Task directions: Pull out all lines from the listing below in which the word "might" appears.

-- Opening Marker --

PR #3483, opened 2026-07-22
fix(examples): show product badge for AI Transport and LiveObjects cards

rainbowFi:
## What

AI Transport and LiveObjects example-gallery cards render with no product badge. The example product keys (`ai_transport`, `liveobjects`) don't match the existing set of keys. 

This PR correctly adds them, and also renames 'auth' to 'platform' for consistency.


splindsay-92 (approved):
lgtm

PR #3498, opened 2026-07-28
Zak/ait 1214 docs impovements

zknill:
## Summary

Two related pieces of AI Transport docs work.

**Correctness fixes.** Three things were wrong rather than just untidy:

- Statically-declared tools encode as `tool-${name}` parts, not `dynamic-tool`. Client-side lookups that matched only `dynamic-tool` silently missed them. Now matched via an `isToolPart` guard and the AI SDK's `getToolName`.
- The human-in-the-loop server example used a tool with no `execute`, which can only ever reach `input-available` — never the `approval-requested` state the client example checked for. Replaced with the demo-grounded pattern: one tool with both `execute` and a per-call `needsApproval` gate.
- Four core API pages said `view.send()` fires a POST to wake the agent. Only the Vercel `ChatTransport` does that; the core session is HTTP-free and the application must POST the invocation itself. `client-session.mdx` contradicted itself on the same page.

**Concepts consolidation.** Six concept pages folded into the three that carry the model: steps and invocations into Runs, connections into Sessions, authentication into the getting-started guide, codecs into codec architecture, infrastructure into Why AI Transport. Every old URL keeps a redirect and the nav drops the removed entries.

**House-style pass** across the section: "session" as the default term with "channel" reserved for channel-level detail (channel rules, capability scoping, wire headers, rate limits); primitives lowercased in prose and headings; links inline on the noun instead of trailing "see X for detail"; contrast constructions folded into plain sentences; "capability" reserved for the auth model; realtime as one word; code blocks labelled client or agent.

The rules are recorded in the in-repo `write-docs` skill so a later pass reapplies them instead of undoing them.


ttypic (approved):
LGTM

PR #340, opened 2020-04-24
obsolete 'require('/data')

drortirosh:


helpers/src/deploy.js
```diff
@@ -1,4 +1,3 @@
-const data = require('./data')
```
shahafn, line 1: Already removed that in #339 that we just merged

PR #341, opened 2020-04-24
cmdline fix

drortirosh:
`gsn stat` for current network status
`gsn run-relayer` to start relay
  - RelayHubAddress is mandatory.

### DIFF
--- a/helpers/src/deploy.js
+++ b/helpers/src/deploy.js
@@ -58,6 +58,7 @@ async function deployRelayHub (web3, options = {}) {
     gas: 1e8,
     gasPrice: 1e9
   })
+  saveContractToFile(fInstance, options.workdir, 'Forwarder.json')
   console.log('forwarder', fInstance.options.address)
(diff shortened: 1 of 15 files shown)


helpers/src/deploy.js
```diff
@@ -52,6 +52,13 @@ async function deployRelayHub (web3, options = {}) {
     gasPrice: 1e9
   })
   console.log('paymaster ', pmInstance.options.address)
+  const forwarder = getForwarder(web3)
+  const fInstance = await forwarder.deploy({}).send({
+    from: options.from,
+    gas: 1e8,
```
shahafn, line 58: That won't work on testnet, can you reduce the gas to 1e6? we can actually have this options for all the txs as they are identical.

shahafn: And there's no need to save the contract addres for dapps to use? 
I mean `saveContractToFile(fInstance, options.workdir, 'Forwarder.json')

PR #351, opened 2020-04-26
Fixes

forshtat:


src/relayserver/RelayServer.js
```diff
@@ -574,13 +573,13 @@ class RelayServer extends EventEmitter {
    */
   async _resendUnconfirmedTransactions (blockHeader) {
     // repeat separately for each signer (manager, all workers)
-    let receipt;
-    [0, 1].forEach(signerIndex => {
-      const ret = this._resendUnconfirmedTransactionsForSigner(blockHeader, signerIndex)
+    let receipt
+    for (const signerIndex of [0, 1]) {
+      const ret = await this._resendUnconfirmedTransactionsForSigner(blockHeader, signerIndex)
```
shahafn, line 578: This bug is so hard to detect, when you return a promise and you await for `_resendUnconfirmedTransactions` when you call it. If you have only one unconfirmed tx then you won't ever notice it.

src/relayclient/RelayProvider.ts
```diff
@@ -79,15 +79,19 @@ export class RelayProvider implements HttpProvider {
       console.log('calling sendAsync' + JSON.stringify(payload))
     }
     this.origProviderSend(payload, (error: Error | null, rpcResponse?: JsonRpcResponse): void => {
-      if (error != null) {
-        callback(error)
+      // Sometimes, ganache seems to return 'false' for 'no error' (breaking TypeScript declarations)
+      // eslint-disable-next-line @typescript-eslint/strict-boolean-expressions
+      if (error) {
```
drortirosh, line 84: ok, but we might introduce `isTruthy` function - as a replacement for the above ugly eslint-disable ...

src/relayclient/RelayProvider.ts
```diff
@@ -79,15 +79,19 @@ export class RelayProvider implements HttpProvider {
...
       }
       if (rpcResponse == null || rpcResponse.result == null) {
-        throw new Error('Empty JsonRpcResponse with no error message')
+        console.error('Empty JsonRpcResponse with no error message')
+        callback(error, rpcResponse)
+        return
       }
       rpcResponse.result = this._getTranslatedGsnResponseResult(rpcResponse.result)
-      callback(null, rpcResponse)
+      callback(error, rpcResponse)
```
drortirosh, line 94: true, though its known to be null (or false) at this point - and in order to protect your caller, might be better to pass up null...

helpers/src/deploy.js
```diff
@@ -66,7 +66,8 @@ async function deployRelayHub (web3, options = {}) {
     relayHubAddress: rInstance.options.address,
     stakeManagerAddress: sInstance.options.address,
     penalizerAddress: pInstance.options.address,
-    forwarderAddress: fInstance.options.address
+    forwarderAddress: fInstance.options.address,
```
drortirosh, line 69: the increasingly-inaccurately-named `deployRelayHub` ...

PR #358, opened 2020-05-02
separate GsnDevProvider

drortirosh:
to import the GsnDevProvider, you need to do:
`import { GsnDevProvider } from '@opengsn/gsn/dist/GsnDevProvider`

This prevent it from being imported automatically with `@opengsn/gsn`,
since it can't be imported at all in a browser contract

### DIFF
--- a/GsnDevProvider.ts
+++ b/GsnDevProvider.ts
@@ -1,1 +1,0 @@
-export * from './src/relayclient/GsnDevProvider'
--- a/GsnDevProvider.ts
+++ b/GsnDevProvider.ts
@@ -1,0 +1,1 @@
+export * from './src/relayclient/GsnDevProvider'
--- a/index.ts
+++ b/index.ts
@@ -1,2 +1,3 @@
 export * from './RelayProvider'
 export * from './RelayClient'
+export * from './GSNConfigurator'
--- a/index.ts
+++ b/index.ts
@@ -1,5 +1,2 @@
 export * from './RelayProvider'
 export * from './RelayClient'
-
-//not included: clients should ask for it explicitly (require '@opengsn/gsn/dist/GsnDevProvider')
-//export * from './GsDevProvider'
--- a/index.ts
+++ b/index.ts
@@ -1,3 +1,5 @@
-export * from './src/relayclient/RelayProvider'
-export * from './src/relayclient/GsnDevProvider'
-export * from './src/relayclient/GSNConfigurator'
+export * from './RelayProvider'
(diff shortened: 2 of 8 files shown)


GsnDevProvider.ts
```diff
@@ -0,0 +1 @@
+export * from './src/relayclient/GsnDevProvider'
```
forshtat, line 1: wait, all these files are in the project root? Why?

index.ts
```diff
@@ -1,3 +1,5 @@
-export * from './src/relayclient/RelayProvider'
-export * from './src/relayclient/GsnDevProvider'
-export * from './src/relayclient/GSNConfigurator'
+export * from './RelayProvider'
+export * from './RelayClient'
+
+//not included: clients should ask for it explicitly (require '@opengsn/gsn/dist/GsnDevProvider')
+//export * from './GsDevProvider'
```
forshtat, line 5: No need for this comment

GsnDevProvider.ts
drortirosh: I know. didn't want them there.
But I wanted the usage string to be the simplest
`require( 'opengsn/gsn/dist/GsnDevProvider' )`
(and actually I wanted to get rid of "dist" too...)

do you know another way to make it?
I can copy them into the root of the package during "pack", but then the paths must be broken in the git checked in version, so this seemed like a fair tradeoff..

drortirosh: removed those file (by generating them in the `prepublish`

scripts/prepublish
```diff
@@ -1,12 +1,23 @@
...
-OUTFOLDER=./helpers/compiled/
-for c in $CONTRACTS ; do cp $BUILDFOLDER/$c.json $OUTFOLDER ; done
+OUTFOLDER=./helpers/compiled
+for c in $CONTRACTS; do
+  echo copy $OUTFOLDER/$c.json
+  cp $BUILDFOLDER/$c.json $OUTFOLDER
+done
+
+
+for c in GsnDevProvider RelayProvider RelayClient; do
```
forshtat, line 18: Two questions:
1. Why do we need these files for RelayProvider and RelayClient, they are exported as index.js, I thought only GsnDevProvider creates a problem for us?
2. Could you please add these files to .gitignore as well?

drortirosh: Technically, you can "import all" and its OK. I wanted to allow "surgical import" of inner contracts, without requiring to know the entire src path.

PR #359, opened 2020-05-03
Command line tools

forshtat:


src/cli/commands/gsn-paymaster-fund.ts
```diff
@@ -0,0 +1,36 @@
...
+import { gsnCommander } from '../utils'
+
+gsnCommander(['n', 'f', 'h'])
+  .option('--paymaster <address>',
+    'address of the paymaster contract (defaults to address from build/gsn/Paymaster.json if exists')
+  .option('--amount <amount>', 'amount of funds to deposit for the paymaster contract, in wei (defaults to 1 Ether)')
+  .parse(process.argv);
+
+(async () => {
+  const nodeURL = program.ethereumNodeURL !== undefined ? program.ethereumNodeURL : 'http://localhost:8545'
```
drortirosh, line 17: nitpick (but looks much better): 
`program.ethereumNodeURL ?? 'http://localhost:8545'`

src/cli/commands/gsn-paymaster-fund.ts
```diff
@@ -0,0 +1,36 @@
...
+
+  const relayHubDeployInfo = fs.readFileSync('build/gsn/RelayHub.json').toString()
```
drortirosh, line 19: this will crash if not found, but you have a default that doesn't use it a little later..

src/cli/StatusLogic.ts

-- Closing Marker --

Answer to this task:
drortirosh, line 84: ok, but we might introduce `isTruthy` function - as a replacement for the above ugly eslint-disable ...
drortirosh, line 94: true, though its known to be null (or false) at this point - and in order to protect your caller, might be better to pass up null...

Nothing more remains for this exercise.